Many Americans recall the night - televised live under bright lights - US Marines splashed ashore in Somalia. They remember, too - probably even more vividly - the images of Somalis cheering as the body of a captured American soldier was dragged mercilessly through the streets. That drove Western interventionists - and the cameras - out. It's easy to forget, minus TV, the chaos that ensued. But nearly 10 years later, 2,000 Somalis have crafted a peace agreement that just may bring the warlords' clans and the religious leaders together .
Many analysts say that despite the hail of political blows to Israeli Prime Minister Ehud Barak, the next few weeks present the best possibility - in 50 years - for peace to take hold between the Israelis and Palestinians .
Meanwhile, the fledgling cease-fire in Kashmir is under attack by militants opposed to this deal. And, in a country that since 1945 has tried to deal with its zealous past, right-wing extremists in Germany are escalating their attacks on minorities, especially foreigners .
Faye Bowers Deputy world editor
REPORTERS ON THE JOB..
* ACCIDENTAL TOURISTS: Earlier this summer, when the Monitor's Bob Marquand flew to Kashmir from Delhi, he encountered "two tourists." "I sat next to two blokes from Scotland on the flight," Bob says. They told Bob about their exploits in the Indian capital, rock bands they'd heard in various pubs. They asked Bob to recommend a good night spot in Kashmir.

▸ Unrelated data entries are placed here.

PR #7567, opened 2025-03-24
chore: update chromatic and storybook

avivkeller:
This PR updates Chromatic and Storybook, as it looks like our version of Chromatic is significantly out of date.

Before merging, I'd like to verify the baselines.


bjohansebas (approved):

ovflowd:
Is the PR ready? Im fine fast tracking it :)

avivkeller:
Yes, it's ready, but I don't think it solves the problem

avivkeller:
Actually, I'd like to run a few more tests

avivkeller:
@ovflowd @bjohansebas please re-review. **This solves all the Chromatic issues :-)**

packages/ui-components/.storybook/preview.tsx
```diff
@@ -4,7 +4,7 @@ import type { Preview, ReactRenderer } from '@storybook/react';
 
 import { STORYBOOK_MODES, STORYBOOK_SIZES } from './constants';
 
-import '../styles/index.css';
+import '../../../apps/site/styles/index.css';
```
avivkeller: IMO it's fine that this is from a different part of the monorepo, because this is only for testing. We can always change it in the future, but for now, I think it's important to get the tests fixed.

ovflowd: But does it need all the styles?

packages/ui-components/tailwind.config.ts
```diff
@@ -2,7 +2,7 @@ import type { Config } from 'tailwindcss';
 import plugin from 'tailwindcss/plugin';
 
 export default {
-  content: ['./**/*.tsx'],
+  content: ['./Common/**/*.tsx', './Containers/**/*.tsx', './Icons/**/*.tsx'],
```
ovflowd: Interesting. But why?

packages/ui-components/.storybook/preview.tsx
ovflowd: Feels weird for Package A to depend on Package B whose depends on Package A

ovflowd (approved):

packages/ui-components/.storybook/preview.tsx
bjohansebas: I don’t really like this change. Why would it be necessary to import that file from outside the package instead of within it? Is there an import missing?

packages/ui-components/tailwind.config.ts
avivkeller: Tailwind wasn't happy that the glob included node_modules, so I figured I'd might as well fix it

packages/ui-components/.storybook/preview.tsx
avivkeller: Yes I know it's weird, and it's definitely something I want to change in the near future, but right now I'd like to get the tests back up and running

bjohansebas: I see that the file **markdown.css** is not being imported [here](https://github.com/nodejs/nodejs.org/blob/main/packages/ui-components/styles/index.css). Maybe that could help.

avivkeller: See @ovflowd's review

bjohansebas:
@avivkeller 
The header is broken
image

avivkeller:
Okay. I'm going to slow my roll here, get all the styles imported correctly, and we should be able to merge this tomorrow.

Sorry sorry for the rush, the broken test stressed me out.

.github/workflows/lint-and-tests.yml
```diff
@@ -202,7 +202,7 @@ jobs:
             startsWith(github.event.pull_request.head.ref, 'dependabot/') == false &&
             github.event.pull_request.head.ref != 'chore/crowdin')
         # sha reference has no stable git tag reference or URL. see https://github.com/chromaui/chromatic-cli/issues/797
-        uses: chromaui/action@30b6228aa809059d46219e0f556752e8672a7e26
+        uses: chromaui/action@c93e0bc3a63aa176e14a75b61a31847cbfdd341c
```
bmuenzenmeyer, line 205: BTW, I double checked https://github.com/marketplace/actions/publish-to-chromatic is a verified publisher, meaning we can upgrade safely without having to allow-list individual shas - updated the actions settings accordingly

avivkeller:
Closing. I'll open a seperate PR to fix the regression, Storybook will be updated during a Dependabot update, and Chromatic isn't broken, but I'll upgrade it once we confirm the baselines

Bob asked them if they knew that Kashmir was 98 percent Muslim and observant Muslims don't use alcohol. And what about the insurgency? "What insurgency?" they replied. Bob says he spent the rest of the trip explaining the political situation. When they deplaned, and were put through intense security checks, the tourists turned to Bob and asked if he knew when the next return flight took off.